### Data listing

PR #591, opened 2017-07-26
doc: scribblings for 'syntax/source-syntax'

bennn:
Add documentation for `syntax/source-syntax` module.
(This fixes a TODO on the package server.)

The example is boring because it returns different results inside `examples` than in a top-level module.

I thought about using a `racketblock` instead, but I think a boring `examples` is better.

### DIFF
--- a/source-syntax/info.rkt
+++ b/source-syntax/info.rkt
@@ -9,3 +9,5 @@
 (define pkg-authors '(samth stamourv eli))
 
 (define version "1.1")
+
+(define scribblings '(("scribblings/source-syntax.scrbl" () (tool-library))))
--- a/source-syntax/scribblings/source-syntax.scrbl
+++ b/source-syntax/scribblings/source-syntax.scrbl
@@ -1,0 +1,24 @@
+#lang scribble/manual
+@require[scribble/example (for-label racket/base racket/contract)]
+
+@title{Source Syntax}
+
+@defmodule[syntax/source-syntax]{}
+
+@defproc[(recover-source-syntax [orig syntax?]
+                                [expanded syntax?]
+                                [#:traverse-now? now? boolean? #f])
+         (-> syntax? (or/c syntax? #f))]{
+  Return a procedure that accepts a syntax object from @racket[expanded]
+  and returns the outermost syntax object in @racket[orig] that has the same
+  location as the given syntax object.
+  If no syntax object in @racket[orig] has the same location as the given syntax
+  object, the procedure repeats with the parent of the given syntax object.
+}
+
+@examples[#:eval (make-base-eval '(require syntax/source-syntax))
+  (let* ([orig #'(λ (x [y 0]) (+ x y))]
+         [expanded (expand orig)]
+         [recovered ((recover-source-syntax orig expanded) expanded)])
+    (syntax? recovered))
+]


bennn:
Preview:
screen shot 2017-07-26 at 18 22 55

source-syntax/info.rkt
```diff
@@ -8,4 +8,6 @@
 
 (define pkg-authors '(samth stamourv eli))
 
-(define version "1.1")
\ No newline at end of file
+(define version "1.1")
+
+(define scribblings '(("scribblings/source-syntax.scrbl" () (legacy))))
```
stamourv: Why `legacy`?

source-syntax/scribblings/source-syntax.scrbl
```diff
@@ -0,0 +1,23 @@
...
+
+@defmodule[syntax/source-syntax]{}
+
+@defproc[(recover-source-syntax [orig syntax?]
+                                [expanded syntax?]
+                                [#:traverse-now? now? boolean? #f])
+         (-> syntax? (or/c syntax? #f))]{
+  Return a procedure that accepts a syntax object from @racket[expanded]
+  and returns the outermost syntax object in @racket[orig] that has the same
+  location as the given syntax object.
```
stamourv: I forget the exact details (@samth would know), but I think this is only the best-case scenario.
I think it's sometimes necessary to fall back to an enclosing syntax object.

source-syntax/info.rkt
bennn: I guess `tool-library` would be better?

stamourv: I think so.

source-syntax/scribblings/source-syntax.scrbl
bennn: What do you mean by "enclosing"?

(If `A` and `B` are syntax objects in `orig` with the same location `loc` and `A` contains `B`, then a lookup for `loc` should return `A` (aka the enclosing object))

stamourv: I think the tricky case arises when no original syntax object has location `loc`. In which case (IIRC) the library tries to find the tightest original syntax object whose location surrounds `loc`. But I forget the details.

bennn: Ok, looks like:
- if you search with a syntax object `e` with location `loc`
- and no original syntax object has location `loc`
- then you get the result for the nearest ancestor of `e` that has a location in the original syntax

stamourv: That sounds right.
It's a bit ad-hoc, but I think it's helped get better error messages for TR.
In any case, worth documenting, I think.
Thanks for digging it up!

source-syntax/scribblings/source-syntax.scrbl
```diff
@@ -12,7 +12,8 @@
   Return a procedure that accepts a syntax object from @racket[expanded]
   and returns the outermost syntax object in @racket[orig] that has the same
   location as the given syntax object.
-
+  If no syntax object in @racket[orig] has the same location as the given
+  syntax object, the procedure repeats with parent of the given syntax object.
```
stamourv: Nit: "the parent"?
Otherwise the whole thing LGTM.

bennn: oh wow, thank you

samth:
This breaks the dependency checking in the build: http://drdr.racket-lang.org/42252/pkg-src/build/make#output1

More generally, `typed-racket-lib`, which depends on `source-syntax`, should not depend on `scribble` etc. So this documentation needs to go somewhere else, perhaps the `typed-racket-doc` package.

bennn:
#597

PR #596, opened 2017-09-03
Remove typed rackunit code and depend on other package

jackfirth:
Rackunit now has a `rackunit-typed` package that contains this code. The package catalog is down at the moment and `rackunit-typed` has not been added to it yet, so this won't compile.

### Work to be completed
To answer, count the lines of the material that contain "boring" and give only that number.

### Answer for this exercise
2